GIVEN RECORDS =
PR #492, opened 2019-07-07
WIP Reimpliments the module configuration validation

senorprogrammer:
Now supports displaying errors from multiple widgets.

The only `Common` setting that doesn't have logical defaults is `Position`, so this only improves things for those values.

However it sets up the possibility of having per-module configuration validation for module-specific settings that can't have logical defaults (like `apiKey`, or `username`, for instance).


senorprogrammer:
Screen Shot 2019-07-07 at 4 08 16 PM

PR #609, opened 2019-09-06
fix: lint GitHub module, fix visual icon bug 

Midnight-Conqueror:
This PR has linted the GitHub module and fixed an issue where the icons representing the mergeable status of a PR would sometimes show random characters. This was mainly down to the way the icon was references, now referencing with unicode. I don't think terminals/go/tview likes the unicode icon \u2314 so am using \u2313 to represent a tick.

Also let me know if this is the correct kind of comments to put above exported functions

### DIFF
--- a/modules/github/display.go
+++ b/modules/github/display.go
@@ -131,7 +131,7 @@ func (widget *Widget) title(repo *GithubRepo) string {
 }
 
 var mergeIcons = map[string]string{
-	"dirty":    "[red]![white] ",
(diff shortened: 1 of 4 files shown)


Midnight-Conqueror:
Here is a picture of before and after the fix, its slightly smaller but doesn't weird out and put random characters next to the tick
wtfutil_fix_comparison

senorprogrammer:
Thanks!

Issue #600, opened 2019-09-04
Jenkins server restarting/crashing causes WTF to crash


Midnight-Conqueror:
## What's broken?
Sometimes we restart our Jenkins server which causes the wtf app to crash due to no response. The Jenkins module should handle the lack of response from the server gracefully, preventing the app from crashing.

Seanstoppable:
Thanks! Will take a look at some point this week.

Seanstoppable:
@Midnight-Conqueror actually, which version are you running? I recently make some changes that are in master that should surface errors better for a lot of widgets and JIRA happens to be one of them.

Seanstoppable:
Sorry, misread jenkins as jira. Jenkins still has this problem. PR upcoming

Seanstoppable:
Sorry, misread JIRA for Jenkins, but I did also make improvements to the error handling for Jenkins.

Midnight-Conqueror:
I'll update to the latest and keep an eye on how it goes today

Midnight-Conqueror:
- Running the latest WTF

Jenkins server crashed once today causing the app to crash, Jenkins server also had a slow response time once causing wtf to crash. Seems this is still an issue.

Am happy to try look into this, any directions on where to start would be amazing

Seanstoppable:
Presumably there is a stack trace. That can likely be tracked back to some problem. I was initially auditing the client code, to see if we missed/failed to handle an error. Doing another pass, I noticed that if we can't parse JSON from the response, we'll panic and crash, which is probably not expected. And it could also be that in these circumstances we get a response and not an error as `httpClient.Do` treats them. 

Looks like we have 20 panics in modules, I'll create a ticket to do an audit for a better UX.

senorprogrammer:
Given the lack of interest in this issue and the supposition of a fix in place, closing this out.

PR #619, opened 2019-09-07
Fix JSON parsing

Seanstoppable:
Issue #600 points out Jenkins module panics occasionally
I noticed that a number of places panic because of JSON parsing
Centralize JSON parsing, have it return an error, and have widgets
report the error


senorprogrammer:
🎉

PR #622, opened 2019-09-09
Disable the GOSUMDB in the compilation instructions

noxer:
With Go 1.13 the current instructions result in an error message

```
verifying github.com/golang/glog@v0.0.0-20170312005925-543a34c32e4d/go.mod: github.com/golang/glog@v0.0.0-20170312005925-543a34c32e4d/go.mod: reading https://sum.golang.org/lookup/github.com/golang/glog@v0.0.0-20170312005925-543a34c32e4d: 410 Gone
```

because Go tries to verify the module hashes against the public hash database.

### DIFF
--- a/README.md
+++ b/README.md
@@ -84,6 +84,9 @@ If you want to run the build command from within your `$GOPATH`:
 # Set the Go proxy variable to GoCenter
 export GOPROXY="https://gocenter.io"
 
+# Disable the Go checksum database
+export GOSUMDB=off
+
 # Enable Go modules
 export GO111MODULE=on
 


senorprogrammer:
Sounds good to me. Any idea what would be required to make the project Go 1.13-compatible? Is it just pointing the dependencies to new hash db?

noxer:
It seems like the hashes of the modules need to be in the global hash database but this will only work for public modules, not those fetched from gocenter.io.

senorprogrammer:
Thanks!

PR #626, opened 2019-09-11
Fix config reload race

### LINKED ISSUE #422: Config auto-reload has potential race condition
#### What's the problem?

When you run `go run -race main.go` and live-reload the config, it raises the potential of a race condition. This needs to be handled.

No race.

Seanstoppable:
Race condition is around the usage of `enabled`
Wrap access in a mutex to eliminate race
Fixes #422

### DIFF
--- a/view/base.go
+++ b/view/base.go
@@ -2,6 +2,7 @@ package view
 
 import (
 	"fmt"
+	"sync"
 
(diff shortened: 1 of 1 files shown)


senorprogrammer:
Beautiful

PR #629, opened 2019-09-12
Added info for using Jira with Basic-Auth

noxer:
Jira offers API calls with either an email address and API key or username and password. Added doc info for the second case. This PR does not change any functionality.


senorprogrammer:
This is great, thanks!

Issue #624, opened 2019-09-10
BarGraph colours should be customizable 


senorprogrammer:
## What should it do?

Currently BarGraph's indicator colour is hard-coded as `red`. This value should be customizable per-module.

...

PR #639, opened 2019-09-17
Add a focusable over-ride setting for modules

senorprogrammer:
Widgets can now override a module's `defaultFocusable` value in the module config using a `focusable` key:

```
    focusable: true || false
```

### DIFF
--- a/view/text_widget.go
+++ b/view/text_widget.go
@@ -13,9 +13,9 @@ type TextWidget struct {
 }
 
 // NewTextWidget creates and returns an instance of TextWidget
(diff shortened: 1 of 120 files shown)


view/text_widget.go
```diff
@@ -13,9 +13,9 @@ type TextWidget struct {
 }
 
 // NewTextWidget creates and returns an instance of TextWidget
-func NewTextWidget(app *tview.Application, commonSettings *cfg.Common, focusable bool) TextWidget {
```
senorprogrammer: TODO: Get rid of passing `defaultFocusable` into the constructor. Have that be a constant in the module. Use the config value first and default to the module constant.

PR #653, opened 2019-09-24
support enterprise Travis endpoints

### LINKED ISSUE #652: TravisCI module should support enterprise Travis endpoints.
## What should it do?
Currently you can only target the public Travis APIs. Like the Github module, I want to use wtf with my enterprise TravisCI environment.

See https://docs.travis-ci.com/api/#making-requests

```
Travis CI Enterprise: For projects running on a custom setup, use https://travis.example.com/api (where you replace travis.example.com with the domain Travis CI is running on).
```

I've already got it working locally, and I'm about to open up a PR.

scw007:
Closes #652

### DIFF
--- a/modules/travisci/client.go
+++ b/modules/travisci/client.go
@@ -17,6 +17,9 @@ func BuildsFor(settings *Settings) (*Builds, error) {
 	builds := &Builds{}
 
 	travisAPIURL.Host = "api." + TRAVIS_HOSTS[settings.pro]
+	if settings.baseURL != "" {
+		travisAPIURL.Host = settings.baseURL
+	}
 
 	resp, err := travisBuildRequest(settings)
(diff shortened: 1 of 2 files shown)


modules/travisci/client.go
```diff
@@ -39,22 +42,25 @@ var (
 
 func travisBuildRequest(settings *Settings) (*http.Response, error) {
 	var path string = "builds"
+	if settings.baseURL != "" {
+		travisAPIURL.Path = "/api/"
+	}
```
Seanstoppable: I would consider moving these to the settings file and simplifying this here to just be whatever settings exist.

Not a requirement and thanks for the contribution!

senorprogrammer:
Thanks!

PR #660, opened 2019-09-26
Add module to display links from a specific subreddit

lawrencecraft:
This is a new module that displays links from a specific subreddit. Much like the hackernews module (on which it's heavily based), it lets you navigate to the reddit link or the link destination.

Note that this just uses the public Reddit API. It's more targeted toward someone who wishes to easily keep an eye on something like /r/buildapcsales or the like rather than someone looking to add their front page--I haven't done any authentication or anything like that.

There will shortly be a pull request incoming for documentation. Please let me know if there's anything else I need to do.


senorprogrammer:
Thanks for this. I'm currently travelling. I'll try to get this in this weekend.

REQUIRED ACTION = Copy word for word the stretch of entries above from the line that has "PR #492, opened 2019-07-07" through the line that has "for those values.", both ends included, and nothing outside it.

ANSWER TO THIS EXERCISE =
PR #492, opened 2019-07-07
WIP Reimpliments the module configuration validation

senorprogrammer:
Now supports displaying errors from multiple widgets.

The only `Common` setting that doesn't have logical defaults is `Position`, so this only improves things for those values.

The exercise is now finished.